Director – John Sherwood, Screenplay – Robert M. Fresco & Norman Jolley, Story – Jack Arnold & Robert M. Fresco, Producer – Howard Christie, Photography (b&w) – Ellis W. Carter, Music Supervisor – Joseph Gershenson, Special Photography – Clifford Stine, Makeup – Bud Westmore, Art Direction – Alexander Golitzen & Robert E. Smith. Production Company – Universal-International
Grant Williams (Dave Miller), Lola Albright (Cathy Barrett), Les Tremayne (Martin Cochrane), Trevor Bardette (Professor Arthur Flanders), William Flaherty (Police Chief Dan Corey), Harry Jackson (Dr Steve Hendricks), Linda Scheley (Ginny Simpson), Phil Harvey (Ben Gilbert), Richard Cutting (Dr Reynolds), Steve Darrell (Joe Higgins)
A meteorite comes down near the California desert town of San Angelo. After geologist Ben Gilbert picks up a sample, his colleague Dave Miller comes to work the next day to find the rock has expanded to fill the lab and that Ben is dead, his body petrified. Dave’s girlfriend, schoolteacher Cathy Barrett, realises that one of her pupils Ginny Simpson also picked up an identical piece of rock. When they race to the Simpson farm, they find the house crushed by rocks, Ginny’s family dead and Ginny’s hand turning to stone. Dave seeks the help of his former professor Arthur Flanders and they realise that the rocks devour the silicon in the human body and are triggered to grow by water. Just then, a rainstorm hits the town, causing the rocks to grow to giant-size and start slowly advancing towards the township.
The Monolith Monsters is a classic 1950s science-fiction film. It is not quite an alien invasion film, nor quite a monster movie – but almost certainly draws from elements of either. And to confer its classic status, it has a story from Jack Arnold, the finest director working in 1950s science-fiction with the likes of It Came from Outer Space (1953), The Creature from the Black Lagoon (1954), Revenge of the Creature (1955), Tarantula (1955) and The Incredible Shrinking Man (1957) among others to his name. The director was John Sherwood, who worked more frequently as an assistant director but who made three films as director, the others being the Western Raw Edge (1956) and The Creature Walks Among Us (1956), a sequel to Jack Arnold’s The Creature from the Black Lagoon. (In a further Arnold connection, the film stars Grant Williams who played the title character in the Arnold directed The Incredible Shrinking Man several months earlier the same year).
John Sherwood is a far more pedestrian director than Jack Arnold ever was and yet The Monolith Monsters succeeds. It has the perfect Arnold setting – a sleepy town located in the middle of the desert (something that featured in about every second Jack Arnold film). Sherwood creates some modestly effective scenes in the build-up. There is the eerie scene where Grant Williams returns to the lab to find the rocks have grown everywhere and caused chaos and then discovering colleague Phil Harvey with his back to him petrified. There is the subsequent investigation of the Simpson house where the rocks have grown to shatter the entire house and the young girl (Linda Scheley) is reduced to catatonic fear – a scene very reminiscent of the similar one in Them! (1954).

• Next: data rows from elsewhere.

PR #862, opened 2022-10-22
refactor: no more axios imports!

ollibowers:
I dislike having to remember routes and their types. 
So I aggregated all the API related types and functions, and created a single file containing every endpoint. 
It is all fully type annotated and cross checked with the current backend models. 

When converting over the types, I spent a lot of time going one by one, checking that I wasn't breaking stuff, so hopefully I didn't 🥺. 

Now calls like 
```ts
const payload = JSON.stringify(prepareUserPayload(degree, planner);
axios.post<CoursesUnlockedWhenTaken>(`/courses/coursesUnlockedWhenTaken/${courseCode}`, payload));
```
instead look like 
```ts
API.courses.unlockedWhenTaken(courseCode, prepareUserPayload(degree, planner));
```

Benefits:
- single point of failure for the types
- single point to change types and routes when backend makes changes
- no more forgor 💀 
- no need to cross check api reference, as it is all documented in the file too
- could be easy to write tests?
- ✨ pretty ✨ 

Todo:
- [ ] cross check some types with backend (including the possible `str | str[]`)
- [ ] mayb? replace the try-catch repetition everywhere with a unwrap function
- [ ] mayb? add route documentation to the endpoint types so easy to figure out which you want
- [ ] i had more but i forgot

side note, thoughts on renaming some of the routes? a get request to `/courses/getCourse/{code}` seems to have some redundancy.


olllllli:
woa!! lets get this merged!!!!!

Peedee2002:
I'm sorry to disappoint you when this all gets nuked next year when we refactor the API for data migration, but good work lol

ollibowers:
> I'm sorry to disappoint you when this all gets nuked next year when we refactor the API for data migration, but good work lol

thats ok <3 itll be easy to rebuild

frontend/.prettierignore
```diff
@@ -0,0 +1,2 @@
+/src/utils/api/api.ts
```
gtangelo, line 1: any reason why these are ignored?

frontend/src/utils/api/api.ts
```diff
@@ -0,0 +1,45 @@
+/* eslint-disable */
+
+import axios from 'axios';
+import { APIEndpoints } from './types/endpoints';
+import composeEndpoint from './composeEndpoint';
+
+const API: APIEndpoints = {
```
gtangelo, line 7: Do we need to define a type for this Object? It would be better if we can just infer the type of this object so that in future, we can easily add a new route without touching a type declaration

frontend/src/utils/api/api.ts
```diff
@@ -0,0 +1,45 @@
...
+  planner: {
+    validate: (plannerData) => axios.post('/planner/validateTermPlanner', plannerData),
+  },
+
+  courses: {
+    jsonified: (courseCode) => axios.get(`/courses/jsonified/${courseCode}`),
```
gtangelo, line 13: can we rename the keys for the different endpoints?

Like for example, if the endpoint was `/courses/getCourse/`, the object should be `courses: { getCourse: ..., ... }`

So that its more obvious which api call we are calling i.e. `API.courses.getCourse` over `API.courses.course`

frontend/src/utils/api/api.ts
```diff
@@ -0,0 +1,45 @@
...
+    types: (programCode: string) => axios.get(`/specialisations/getSpecialisationTypes/${programCode}`),
+    specialisations: (programCode: string, type: string) => axios.get(`/specialisations/getSpecialisations/${programCode}/${type}`),
+  },
+
+  default: {
+    liveYear: () => axios.get(`/live_year`),
+  },
+};
+
+export default API;
```
gtangelo, line 45: rather than defining a single object that houses all of the API calls, be preferred if we do something like this
```
export const coursesApi = {
  jsonified: ...
}

export const programsApi = {
...
}

export { 

```

So we dont need to continually chain objects
i.e. `coursesApi.jsonified()` over calling `API.courses.jsonified()`

gtangelo (changes requested):
Some brief comments, will review how it goes once the PR feedback has been resolved. Though I'm not too fused if you want to decline this PR or continue with it 😅

gtangelo:
Closing this PR as discussed with @ollibowers previously.

PR #864, opened 2022-10-23
feat(backend): remove core courses from geneds [CIRCLES-378]

imagine-hussain:
- ensure there is no intersection between the courselist from `/programs/getStructure` and `programs/getGenEds`

- tests will ensure this;

- Added checks to make sure that `KeyErrors` on the scraped geneds doesn't lead to `500` errors but rather, `400` that have actual meaning


backend/server/tests/programs/test_get_programs.py
```diff
@@ -9,3 +9,15 @@ def test_sanity():
...
         assert re.match(r"[0-9]{4}", key)
         assert type(value) is str
+
+def test_sanity_all():
+    x = requests.get('http://127.0.0.1:8000/programs/getAllPrograms')
+    assert x.status_code == 200
+    programs = x.json()['programs']
+
+    # Not actual number, just a rough lower bound
+    assert programs.length > 100
```
Peedee2002: Too much JavaScript

```suggestion
    assert len(programs) > 100
```

backend/server/routers/programs.py
```diff
@@ -303,10 +325,43 @@ def get_structure_course_list(
...
+    ) -> Dict[str, Dict[str, str]]:
+    """
+    fetches gen eds from file and removes excluded courses
+    WARNING:
+        The `excluded_courses` is an optional parameter. This does
+        NOT mean you are free to ignore it. Default behaviour is to generate
+        a list of courses to exclude based on the `getStructure` call
+        for the respective programCode.
+        Be very careful leaving this field empty as `None` unless you are sure
+        you want to auto-generate excluded_courses. This can lead to unexpected
```
Peedee2002: This is confusing behaviour, why do we want to keep this the default?

imagine-hussain: oop, this it outdated docs;
the new behaviour doesn't bootstrap `excluded_course` from `getStructure`, it just assumes that u want an empty list as ur default.

see:

```py
excluded_courses = excluded_courses if excluded_courses is not None else []
```

This was needed before because getStructure also builds geneds but, that's been changed now that getstructure is able to take an `ignore` param so i'll just delete these docs

backend/server/routers/programs.py
```diff
@@ -119,7 +133,7 @@ def add_geneds_courses(programCode: str, structure: dict[str, StructureContainer
     item = structure["General"]["content"]["General Education"]
     item["courses"] = {}
     if container.get("courses") is None:
-        gen_ed_courses = list(set(get_gen_eds(programCode)["courses"].keys()) - set(sum(
+        gen_ed_courses = list(set(get_gen_eds(programCode, [])["courses"].keys()) - set(sum(
```
Peedee2002: This [] is not needed

backend/server/routers/programs.py
```diff
@@ -129,7 +143,9 @@ def add_geneds_courses(programCode: str, structure: dict[str, StructureContainer
             for spec_name, spec in structure.items()
             if "Major" in spec_name or "Honours" in spec_name)
         , [])))
-        geneds = get_gen_eds(programCode)
+        # clist = course_list_from_structure(structure)
```
Peedee2002: Delete these lines

Peedee2002 (approved):

PR #872, opened 2022-10-29
cf-348: Locked courses in your planner should be shown in the course menu when the locked courses toggle is off

kellieyau:
Thought I closed this, 
image


Peedee2002:
What does the toggle do now?

gtangelo (approved):

PR #875, opened 2022-10-31
feat: legacy offering support for term planner

### LINKED ISSUE #831: course is available but says it is not
gens1111 is available 22t3, says unavailable

ollibowers:
### WOOOOO!!!!!!!!!!!! 🥳 🥳 🥳 🥳 🥳 🥳 🥳 🥳 

# Added support (warnings and green boxes) for past offerings of courses in the term planner

https://user-images.githubusercontent.com/80164276/198997419-e649b7a6-79bf-48be-8598-f5969655cd20.mp4

### What was changed / Notes:

- Added a `legacyOfferings` field to the `PlannerCourse` in the `planner.courses` slice
- This key is undefined by default, and is not set when courses are initially added to planner (since it comes from a different route)
- When the term planner page loads, it checks all courses in the planner slice, and fetches this data for any that are not already stored, or don't have the correct years required
- Note: when the backend returns null for a year's offerings, it will replace this with the most recent non null offerings (so it assumes the future), or no offerings if there isn't any (can't assume the past)


Peedee2002:
Poggers poggers poggers poggers

frontend/src/pages/TermPlanner/TermBox/TermBox.tsx
```diff
@@ -17,12 +19,12 @@ const Droppable = React.lazy(() =>
 type Props = {
   name: string;
   coursesList: string[];
-  termsOffered: string[];
-  dragging: boolean;
+  draggingCourse?: string | undefined;
```
gtangelo: dont need to make this have `| undefined` attached since the optional param makes is also be undefined when using it as a prop?

spanishpear:
THIS IS VERY POG OLLI I have been complaining about this since day 1 (sorry @Peedee2002 )

spanishpear:
THIS IS VERY POG OLLI I have been complaining about this since day 1 (sorry @Peedee2002 )

frontend/src/reducers/plannerSlice.ts
```diff
@@ -265,6 +265,23 @@ const plannerSlice = createSlice({
...
+    ) => {
+      const { code, offerings } = action.payload;
+
+      if (state.courses[code]) {
+        if (state.courses[code].legacyOfferings === undefined) {
+          state.courses[code].legacyOfferings = {};
+        }
+
+        Object.entries(offerings).forEach(([year, terms]) => {
+          // eslint-disable-next-line @typescript-eslint/no-non-null-assertion
```
gtangelo, line 280: avoid doing eslint disable next line?

frontend/src/pages/TermPlanner/TermPlanner.tsx
```diff
@@ -34,11 +36,40 @@ const TermPlanner = () => {
...
+      const data = await getAllCourseOfferings(outdated, years);
+      Object.entries(data).forEach(([code, offerings]) => {
+        dispatch(updateLegacyOfferings({ code, offerings }));
+      });
+    };
+
+    updateOfferingsData();
+    // hacky solution to useEffect deps, because it cant compare arrays well enough :c
+    // also only want it to update on new/removed courses, not altered inner state
+    // eslint-disable-next-line react-hooks/exhaustive-deps
```
gtangelo, line 76: Is it possible to avoid disabling this eslint error? If it triggers useEffect often, try using useCallback/useMemo. Lmk if it isnt

frontend/src/pages/TermPlanner/TermPlanner.tsx
```diff
@@ -34,11 +36,40 @@ const TermPlanner = () => {
   const planner = useSelector((state: RootState) => state.planner);
   const degree = useSelector((state: RootState) => state.degree);
 
-  const [termsOffered, setTermsOffered] = useState<Term[]>([]);
-  const [isDragging, setIsDragging] = useState(false);
+  const [draggingCourse, setDraggingCourse] = useState<string | undefined>();
```
gtangelo: can we set for the initial state to be an empty string or null rather than undefined?

frontend/src/pages/TermPlanner/TermPlanner.tsx
```diff
@@ -217,15 +246,14 @@ const TermPlanner = () => {
...
-                            dragging={isDragging}
+                            draggingCourse={draggingCourse}
                           />
                         );
                       })}
                     </React.Fragment>
                   );
                 })}
-                <UnplannedColumn dragging={isDragging} />
+                <UnplannedColumn dragging={draggingCourse !== undefined} />
```
gtangelo: could do `!draggingCourse`?

frontend/src/pages/TermPlanner/TermPlanner.tsx
```diff
@@ -34,11 +36,40 @@ const TermPlanner = () => {
...
+      for (let i = 0; i < planner.numYears; i++) {
+        years.push((planner.startYear + i).toString());
+      }
+
+      // get the outdated legacy offerings
+      const outdated = Object.entries(planner.courses)
+        .filter(([, course]) => {
+          const oldOfferings = course.legacyOfferings;
+          // no legacy offering data, or doesn't include the wanted years
+          return !oldOfferings || years.filter((y) => !(y in oldOfferings)).length > 0;
```
gtangelo, line 62: Ooo i like this approach! Doesn't need us to do a migration script for existing data already! :D

gtangelo (changes requested):
everything lgtm!! Liked the approach taken to support previous years offerings of courses. Left some style comments mainly. Happy to be merged in once those are addressed 🥳

frontend/src/utils/getAllCourseOfferings.ts
```diff
@@ -0,0 +1,59 @@
...
+        const res = await axios.get<APIResult>(`/courses/termsOffered/${course}/${yearsStr}`);
+        if (res.status === 200) {
+          let mostRecentYear: Term[] = [];
+          offers[course] = {};
+          Object.entries(res.data.terms).forEach(([year, terms]) => {
+            offers[course][year] = terms ?? mostRecentYear;
+            if (terms !== null) {
+              mostRecentYear = terms;
+            }
+          });
```
imagine-hussain: The route has been updated to use the `LIVE_YEAR` as a fallback  - which already isn't perfect but, it's something to keep in mind. the difference between this and just using the be's implementation is that this will also predict the future for courses that aren't being offered in this term. I feel that perhaps, we should add a future card to detect if a course has been offered inconsistently and just throw up a tooltip / warning for those courses.

Thoughts?

imagine-hussain (approved):
Very noice

frontend/src/pages/TermPlanner/TermPlanner.tsx
ollibowers: <3

frontend/src/utils/getAllCourseOfferings.ts
ollibowers: i like

frontend/src/reducers/plannerSlice.ts
ollibowers: I think it has to be there or I get warnings? I think the warnings are wrong tho because I initialize that value 2 lines above. Thoughts?

gtangelo (approved):

PR #880, opened 2022-11-04
feat(Allow multiterm courses to be dragged simultaneously)

Uzaif-Sheikh:
Added Badge to show the instance when dragging a multi-term course.
ezgif com-gif-maker (8)


frontend/src/pages/TermPlanner/UnplannedColumn/UnplannedColumn.tsx
```diff
@@ -31,9 +32,29 @@ const UnplannedColumn = ({ dragging }: Props) => {
               droppable={dragging}
               isSmall={isSmall}
             >
-              {unplanned.map((course, courseIndex) => (
-                <DraggableCourse code={course} index={courseIndex} key={course} term="" />
```
gtangelo, line 35: could simply add `isDragged={planner.courses[course].isMultiterm}` to the prop rather than needing a if statement?

frontend/src/pages/TermPlanner/DraggableCourse/DraggableCourse.tsx
```diff
@@ -117,32 +120,43 @@ const DraggableCourse = ({ code, index, term }: Props) => {
...
-                      {/*
-                      Marks can be strings (i.e. HD, CR) or a number (i.e. 90, 85).
-                      Mark can be 0.
-                    */}
-                      {typeof mark === 'string' || typeof mark === 'number' ? mark : 'N/A'}
-                    </Text>
-                  </div>
-                )}
-              </S.CourseLabel>
+              <Badge
```
gtangelo: can we override it via styled components? Also, I notice some weird issue with the `line-height`. Could you fix this (the issue with the line height comes from the css in `Badge` since we are wrapping it within the course label. Either override the `line-height` css property of do an absolute position with the badge (similar to the uoc badge)

frontend/src/pages/TermPlanner/DraggableCourse/DraggableCourse.tsx
```diff
@@ -3,28 +3,31 @@ import { useContextMenu } from 'react-contexify';
...
 import useMediaQuery from 'hooks/useMediaQuery';
 import ContextMenu from '../ContextMenu';
+import { getNumTerms } from '../utils';
 import S from './styles';
 
 type Props = {
   code: string;
   index: number;
   term: string;
+  isDragged: boolean;
```
gtangelo: can we rename this to `showMultiCourseBadge` or smth like that rather than `isDragging` for better semantics?

frontend/src/pages/TermPlanner/TermBox/TermBox.tsx
```diff
@@ -82,9 +83,29 @@ const TermBox = ({ name, coursesList, termsOffered, dragging }: Props) => {
               ref={provided.innerRef}
               {...provided.droppableProps}
             >
-              {coursesList.map((code, index) => (
-                <DraggableCourse key={`${code}${term}`} code={code} index={index} term={term} />
-              ))}
+              {coursesList.map((code, index) => {
+                if (multiCourseDrag !== '' && multiCourseDrag === code) {
```
gtangelo: can remove this if statement and just pass in `isDragged={multiCourseDrag === code`

frontend/src/pages/TermPlanner/TermPlanner.tsx
```diff
@@ -212,13 +220,26 @@ const TermPlanner = () => {
...
+                          );
+                        }
                         return (
                           <TermBox
                             key={key}
                             name={key}
                             coursesList={year[term as Term]}
                             termsOffered={termsOffered}
                             dragging={isDragging}
+                            multiCourseDrag=""
```
gtangelo: could just remove the if statement and simply pass in as `multiCourseDrag={checkYearMultiTerm && checkYearMultiTerm === key}`?

frontend/src/pages/TermPlanner/TermPlanner.tsx
```diff
@@ -36,6 +36,8 @@ const TermPlanner = () => {
 
   const [termsOffered, setTermsOffered] = useState<Term[]>([]);
   const [isDragging, setIsDragging] = useState(false);
+  const [checkYearMultiTerm, setCheckYearMultiTerm] = useState('');
```
gtangelo, line 39: do we need to have the `checkYearMultiTerm` state? We can simply reuse the `multiCourse` state as a check to show the badge instead? Both state use cases seems to be the same application?

frontend/src/pages/TermPlanner/TermBox/TermBox.tsx
```diff
@@ -19,9 +19,10 @@ type Props = {
   coursesList: string[];
   termsOffered: string[];
   dragging: boolean;
+  multiCourseDrag: string;
```
gtangelo: we can just call this smth like `showMultiCourseBadge` and make this a boolean instead rather than the need to compare it as a course code string?

gtangelo (changes requested):
just some styled comments. but otherwise lgtm!! :DD

frontend/src/pages/TermPlanner/TermPlanner.tsx
Uzaif-Sheikh: So, I can't remove the `checkYearmultiTerm` since `checkYearmultiTerm` helps to check which draggable course in the term box we are dragging and then adds a badge to that course. If I remove `checkYearmultiTerm` it will add a badge to all the courses in that term box.

gtangelo (approved):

If nothing else, The Monolith Monsters has some of the most unique and original monsters of any 1950s science-fiction film. The writers have certainly spent some time studying their geology and give the film the appearance of credibility. There is a cool fascination to Grant Williams and Trevor Bardette discovering a shard of rock that falls into the sink and then starts rapidly growing after the contents of a pot of coffee are idly tossed onto it. The finest moments are when we see the full-size rock monsters – the superb scene where Grant Williams and Trevor Bardette realise the implication of the rainstorm and rush out to watch as we see giant towering geodes, crashing and colliding as they grow, all silhouetted behind a ridge at night. It is a magnificently eerie intro of the monsters, one worthy of Arnold himself. There are other fine shots of the rocks towering above two farmhouses like skyscrapers, crumbling, crackling and slowly moving.